Marx had written in 1851 that ‘human beings make history’, but not ‘under conditions of their own choosing’. Those conditions, in turn, transform human beings themselves. Under the pressure of events Bolshevism was slowly turning into something other than itself, even as the Communist International crystallised into a cohesive organisation. That something was to be called Stalinism, although Joseph Stalin did not exercise real power until 1923 or 1924, and only attained absolute power in 1928-29.



Harman, _People's History of the World_, p. 448
#15194857
Modern Christians often like to ask whether you believe in Jesus or even worse, the even more vague amorphous and meaningless entity God. The real question to pose is do you believe in Satan. Christianity without Satan is Christianity in name only. Medieval / early modern Christianity had 2 really important fundamental doctrines.

1 Satan existed
2 Satan was bad

Now you might have thought that the overwhelming consensus and acceptance around these doctrines would have brought peace to Europe, when in fact it was the reverse. Everyone agreed that Satan needed to be opposed, so everyone just argued about who was with Satan. you're with Satan, no I'm not with Satan, you're with Satan. Everyone got down to fighting, murdering, torturing, silencing each other, because they were with Satan. Everyone agreed that Satan and all those who stood with or enabled Satan should be no platformed, Most everyone would have agreed that Satan should be banned from facebook and Twitter if they had existed back then. And most everyone would have agreed that those who argued that Satan shouldn't be banned from facebook and Twitter, should also have have been banned from Facebook and Twitter if they had existed back then. Historical note even mySpace hadn't been invented back then.

Nietzsche got it wrong. it is not the death of God that grieves us. It is not the death of God that leaves an inconsolable hole within us, but the death of Satan. Luckily though a few years after Nietzsche declared the death of Satan, Satan was reborn in the form of Adolph Hitler. So now our theological world view has 2 fundamental not doctrines.

1 Hitler lives (not literally obviously)
2 Hitler is evil

So the game begins again. You're Hitler. No I'm not Hitler, you're Hitler. Where I get into trouble is that I seek to both play the game, but also to expose the absurdity of the game. The you're Hitler no you're Hitler game is fun to play, I strive for excellence in playing, but I recognise that it has some very deleterious consequences. It was the same with Christianity. I'm sure if I had lived back in pre modern Europe with some reasonable level of education I could have had a lot of fun playing the you're Satan game. But this Theology came at a terrible, terrible cost.
#15195042
Negotiator wrote:So ... this is about poland, I guess ? Meh.

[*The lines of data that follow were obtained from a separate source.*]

PR #237, opened 2021-06-18
Survey: response options

digorath:

- Overhauled the detail screen
  - added unique selection logic to response options 

- [x] retarget to epic once #236 is merged

---

SVA2-11

Screenshot 2021-06-18 at 12 17 21

---

## How to test:
* [ ] Android portrait mode
* [ ] iOS portrait mode
* [ ] Android landscape mode
* [ ] iOS landscape mode

## Screenshots:

Screenshot 2021-06-18 at 11 56 10
Screenshot 2021-06-18 at 11 58 39
Screenshot 2021-06-18 at 11 56 24
Screenshot 2021-06-18 at 11 56 19

### DIFF
--- a/src/components/SurveyAnswer.tsx
+++ b/src/components/SurveyAnswer.tsx
@@ -1,0 +1,59 @@
+import React, { useCallback } from 'react';
+import { StyleSheet, View } from 'react-native';
+import { colors } from '../config';
+import { useSurveyLanguages } from '../hooks';
+import { ResponseOption } from '../types';
+import { Radiobutton } from './Radiobutton';
+import { BoldText, RegularText } from './Text';
+import { Touchable } from './Touchable';
+import { Wrapper, WrapperRow } from './Wrapper';
+
+type Props = {
+  faded: boolean;
+  index: number;
+  responseOption: ResponseOption;
+  selected: boolean;
+  setSelection: (id: string) => void;
+};
+
+export const SurveyAnswer = ({ faded, index, responseOption, selected, setSelection }: Props) => {
+  const languages = useSurveyLanguages();
+
+  const { id } = responseOption;
+  const onPress = useCallback(() => setSelection(id), [id, setSelection]);
+
+  const fadeStyle = { opacity: faded ? 0.5 : 1 };
+
+  return (
+    <Touchable onPress={onPress}>
+      <Wrapper style={[styles.noPaddingBottom, fadeStyle]}>
+        <View style={styles.border}>
+          <WrapperRow>
+            <Wrapper style={styles.radioButtonContainer}>
+              <Radiobutton selected={selected} />
+            </Wrapper>
+            <Wrapper>
+              <BoldText>Antwort {String.fromCharCode(65 + index)}:</BoldText>
+              <RegularText>{responseOption.title[languages[0]]}</RegularText>
+              <BoldText italic>Odpowiedź {String.fromCharCode(65 + index)}:</BoldText>
+              <RegularText italic>{responseOption.title[languages[0]]}</RegularText>
+            </Wrapper>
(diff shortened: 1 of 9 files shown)


src/config/texts.js
```diff
@@ -404,7 +404,29 @@ export const texts = {
...
+    answerLabelPrefix: {
+      de: 'Antwort',
+      pl: 'Odpowiedź'
+    },
+    dateEnd: {
+      de: 'Abschluss der Umfrage:',
+      pl: 'Wypełnienie ankiety:'
+    },
+    dateStart: {
+      de: 'Start der Umfrage:',
```
donni106, line 417: `Startdatum der Umfrage` in ticket

src/components/Text.js
```diff
@@ -95,6 +107,11 @@ export const RegularText = styled(Text)`
 
 export const BoldText = styled(RegularText)`
   font-family: titillium-web-bold;
+  ${(props) =>
+    props.italic &&
+    css`
+      font-family: titillium-web-bold-italic;
+    `};
```
donni106, line 114: as `BoldText` is based on `RegularText` `italic` is already working, since it's part of regular.
can be removed here.

digorath: it is still needed because the italic prop of regular text uses the regular font weight and not the bold font weight

donni106: have you tried out? you can do `<BoldText italic ...` because of the dependence

src/components/SurveyAnswer.tsx
```diff
@@ -0,0 +1,66 @@
...
+
+const getAnswerLabel = (lang: 'de' | 'pl', index: number) => {
+  return `${texts.survey.answerLabelPrefix[lang]} ${String.fromCharCode(65 + index)}:`;
+};
+
+export const SurveyAnswer = ({ faded, index, responseOption, selected, setSelection }: Props) => {
+  const languages = useSurveyLanguages();
+
+  const { id } = responseOption;
+  const onPress = useCallback(() => setSelection(id), [id, setSelection]);
```
donni106, line 27: should it be a part already to not make selections in archived surveys?

digorath: i dont see that being part of any ticket

src/components/Text.js
digorath: ok. i tried it out now and i actually overlooked a thing.

yes the `italic` prop gets passed down.

no it does not do anything.

the font-family is already overwritten by the font-family set `BoldText` which the `italic` prop for `BoldText` then overwrites again.

so removing this results in the text becoming normal bold text which is no longer italic, even if we set the `italic` prop.

donni106: thanks for detailed explanation.
bold and italic are both set per font-family which i overlooked!
so `titillium-web-bold-italic` is introduced. i have not read before, that it is "bold-italic". i thought of a combination of the bold style and an italic style.

thanks. no everything makes sense!

donni106 (approved):
✔️ if every discussion is resolved

src/components/SurveyAnswer.tsx
donni106: cool, will you address that in the daily?

src/config/texts.js
digorath: as discussed in daily: `Start der Umfrage:` is what we want here

src/components/Text.js
digorath: :+1:

src/components/SurveyAnswer.tsx
digorath: addressed.

not part of this ticket, but should be done.

will do another PR that adds this logic in the end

No. its about Marxist World revolution and Moscow imperialism ....
World revolution is the Marxist concept of overthrowing capitalism in all countries through the conscious revolutionary action of the organized working class.

Image

https://en.wikipedia.org/wiki/World_revolution
#15195044
Rich wrote:

Nietzsche got it wrong. it is not the death of God that grieves us. It is not the death of God that leaves an inconsolable hole within us, but the death of Satan.

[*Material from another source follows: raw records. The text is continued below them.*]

PR #263, opened 2021-07-07
fix(drawer content): spilling over to the bottom

digorath:

- the drawer content was overflowing the screen to the bottom
  - adding a flex to the safe area view improved the behaviour

## How to test:
* [x] Android portrait mode
* [x] iOS portrait mode
* [x] Android landscape mode
* [x] iOS landscape mode

### DIFF
--- a/src/navigation/CustomDrawerContentComponent.js
+++ b/src/navigation/CustomDrawerContentComponent.js
@@ -3,10 +3,9 @@ import React, { useContext } from 'react';
 import { Platform, StyleSheet, TouchableOpacity, View } from 'react-native';
 import { Icon } from 'react-native-elements';
 import { getStatusBarHeight } from 'react-native-status-bar-height';
-import { SafeAreaView } from 'react-native-safe-area-context';
 
 import { colors, device } from '../config';
-import { DiagonalGradient } from '../components';
+import { DiagonalGradient, SafeAreaViewFlex } from '../components';
 import { OrientationContext } from '../OrientationProvider';
 
 import DrawerNavigatorItems from './DrawerNavigatorItems';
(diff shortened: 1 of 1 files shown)


src/navigation/CustomDrawerContentComponent.js
```diff
@@ -20,8 +20,8 @@ export const CustomDrawerContentComponent = ({ navigation, drawerRoutes, state }
 
   return (
     <DiagonalGradient>
-      <SafeAreaView>
-        <View style={stylesWithProps({ orientation }).header}>
+      <SafeAreaView style={styles.safeAreaView}>
```
donni106, line 23: could be our `SafeAreaViewFlex`

src/navigation/CustomDrawerContentComponent.js
```diff
@@ -20,8 +20,8 @@ export const CustomDrawerContentComponent = ({ navigation, drawerRoutes, state }
...
+        <View style={styles.header}>
```
donni106, line 24: right that the style is not depending on orientation. but that change could be reverted to have less code changes?
on the other hand it makes sense to separate the styles depending on orientation and not depending. hm

donni106 (approved):
checked in multiple devices sharing android screenshots with @digorath per slack.

src/navigation/CustomDrawerContentComponent.js
digorath: true. changed

src/navigation/CustomDrawerContentComponent.js
digorath: i reverted the style changes for now.

PR #270, opened 2021-07-09
Refactor/sva 247 centralize icons

digorath:

- Added new Icon components
- replaced the old Icon and TabBarIcon components
- Icons are now defined in a central place within the config
  - this allows for more easy maintainance of multiple branches with differing icons/iconsets as well as replacing an icon that is used in multiple places

---

SVA-247

---

## How to test:
* [ ] Android portrait mode
* [ ] iOS portrait mode
* [ ] Android landscape mode
* [ ] iOS landscape mode

## Screenshots:

- No screenshots given as everything should still look the same


digorath:
- [ ] check if some props can be pulled into the icon config

donni106 (approved):
> No screenshots given as everything should still look the same

agree

PR #273, opened 2021-07-12
feature(generic items): construction sites

digorath:

- use construction sites from generic items
  - added a (partial) type for generic items
  - added parsing from generic item to construction site type
  - changed components to no longer use construction sites from static contents
- added more specific query for construction sites
- removed ConstructionSiteProvider
- renamed unused function in momentHelper and using it now

---

SVA-190

---

## TODO:

- [x] add missing location description, once it is provided
- [x] update description to use HTML component, if required


src/hooks/constructionSites.ts
```diff
@@ -0,0 +1,91 @@
...
+): {
+  constructionSites: ConstructionSite[];
+  loading: boolean;
+  refresh: () => void;
+  refreshing: boolean;
+} => {
+  const { isConnected, isMainserverUp } = useContext(NetworkContext);
+  const [refreshing, setRefreshing] = useState(false);
+
+  const fetchPolicy = graphqlFetchPolicy({ isConnected, isMainserverUp });
```
donni106, line 61: do we explicitly do not want to have a `refreshTime` for constructions?

src/hooks/constructionSites.ts
```diff
@@ -0,0 +1,91 @@
...
+    cause: constructionSite.payload.cause,
+    description: constructionSite.contentBlocks?.[0]?.body,
+    direction: constructionSite.payload.direction,
+    endDate: constructionSite.dates?.[0]?.dateEnd,
+    imageUri: constructionSite.mediaContents?.[0]?.sourceUrl.url,
+    location,
+    locationDescription: constructionSite.locations?.[0]?.name,
+    restrictions: constructionSite.payload.restrictions?.map((value) => value.description)
+  };
+};
```
donni106, line 48: could this better be part of `queryDataParser` helper to reduce the code to the hook?

src/queries/constructionSite.js
```diff
@@ -0,0 +1,50 @@
...
+          url
+        }
+      }
+      dates {
+        id
+        dateEnd
+        dateStart
+        timeDescription
+        timeEnd
+        timeStart
```
donni106, line 45: do we need that time values?
are there other values, which we do not use on the construction screen?

src/screens/ConstructionSiteDetailScreen.js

Most that read Neitzsche never understand what they've read.

But you haven't read, much less understood, him...

One of the tricks in philosophy is knowing where the guy was coming from. In part, he was talking about what he was seeing. It was during this era that the West became largely secular. It is also called the Birth of the Modern.

Religion doesn't play a big role in Modern life, or Modern thought.
#15195180
late wrote:Most that read Neitzsche never understand what they've read.

But you haven't read, much less understood, him...

One of the tricks in philosophy is knowing where the guy was coming from. In part, he was talking about what he was seeing. It was during this era that the West became largely secular. It is also called the Birth of the Modern.

Religion doesn't play a big role in Modern life, or Modern thought.

It does, @late - it has just taken a secular form, that's all. Modernity is riddled with religious forms of thought.